→ **Work task**:
Within the records below, filter for lines carrying the word "AlCa" and copy them.

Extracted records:
PR #27849, opened 2019-08-23
python 3 fix for GlobalTag.py

Dr15Jones:
#### PR description:

python 3 does not allow comparison of a string to a None. This was occuring in the call to sorted. Replacing the None with '' allows the comparison to function and the final results are the
same.

#### PR validation:

The code was tested in the CMSSW_11_0_DEVEL_X IB which uses python 3 using the configuration generated for the 20661.97 workflow (which was failing in the IB). The resultant configuration for the PoolDBESSource is the same as for the original python 2 case.

### DIFF
--- a/Configuration/AlCa/python/GlobalTag.py
+++ b/Configuration/AlCa/python/GlobalTag.py
@@ -79,7 +79,7 @@ def GlobalTag(essource = None, globaltag = None, conditions = None):
                 for entry in autoKey[1:]:
                   entry = entry.split(',')
                   record     = entry[1]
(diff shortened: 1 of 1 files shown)


Dr15Jones:
please test

pohsun:
+1

mrodozov:
@Dr15Jones yes. I ran it to check the cmsdist PR with the code fixing the relvals. It worked as expected, and we built full IB with it to see the output of the new warning (see the cmsdist PR). 
The test is fine

PR #27850, opened 2019-08-23
Fix gcc9 warning in HeavyFlavorAnalysis/RecoDecay

mrodozov:
#### PR description:

Fixes a warning in HeavyFlavorAnalysis/RecoDecay

#### PR validation:

Builds without warning

### DIFF
--- a/HeavyFlavorAnalysis/RecoDecay/src/BPHPlusMinusCandidate.cc
+++ b/HeavyFlavorAnalysis/RecoDecay/src/BPHPlusMinusCandidate.cc
@@ -73,6 +73,7 @@ void BPHPlusMinusCandidate::add(
                                           << "already containing same sign particle, add rejected";
         return;
       }
+      [[fallthrough]];
     case 0:
       addK(name, daug, searchList, mass, sigma);
   }


mrodozov:
please test

HeavyFlavorAnalysis/RecoDecay/src/BPHPlusMinusCandidate.cc
```diff
@@ -73,6 +73,7 @@ void BPHPlusMinusCandidate::add(
                                           << "already containing same sign particle, add rejected";
         return;
       }
+      [[fallthrough]];
```
fabiocos: @santocch @mrodozov would not a break be more correct? The cases look mutually exclusive to me

fabiocos:
+1

fabiocos:
merge

HeavyFlavorAnalysis/RecoDecay/src/BPHPlusMinusCandidate.cc
santocch: - First call: no particles in the collection... so the routine just add the particle regardless of its charge...
   - Second call: check the charge (it has to be the opposite of the first added particle). If it's opposite then OK fallthrough --> add the particle. If it's the same charge then it's not OK and exit from the routine
   - Third call: too many particles --> EXIT

The routine's logic looks ok like it is now...

santocch:
+1

PR #27852, opened 2019-08-23
Fix gcc9 warning in MuonAnalysis/MuonAssociators

mrodozov:
#### PR description:

Fixes warning in MuonAnalysis/MuonAssociators

#### PR validation:

Builds without warning

### DIFF
--- a/MuonAnalysis/MuonAssociators/src/MatcherUsingTracksAlgorithm.cc
+++ b/MuonAnalysis/MuonAssociators/src/MatcherUsingTracksAlgorithm.cc
@@ -182,6 +182,7 @@ bool MatcherUsingTracksAlgorithm::match(const reco::Candidate &c1,
         }
       }
     }
+      [[fallthrough]];
     case ByPropagatingSrc: {
       FreeTrajectoryState start = startingState(c1, whichTrack1_, whichState1_);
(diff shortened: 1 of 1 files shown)


mrodozov:
please test

MuonAnalysis/MuonAssociators/src/MatcherUsingTracksAlgorithm.cc
```diff
@@ -182,6 +182,7 @@ bool MatcherUsingTracksAlgorithm::match(const reco::Candidate &c1,
         }
       }
     }
+      [[fallthrough]];
```
fabiocos: @santocch @mrodozov a ```break``` would get the same effect here I would say, anyway it does not seem incorrect to me

fabiocos:
+1

fabiocos:
merge

MuonAnalysis/MuonAssociators/src/MatcherUsingTracksAlgorithm.cc
santocch: I agree. The logic would be identical... I'm not sure which one would be better or what difference would a break introduce... probably none so let's keep this one.

santocch:
+1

→ **Exercise solution**:
--- a/Configuration/AlCa/python/GlobalTag.py
+++ b/Configuration/AlCa/python/GlobalTag.py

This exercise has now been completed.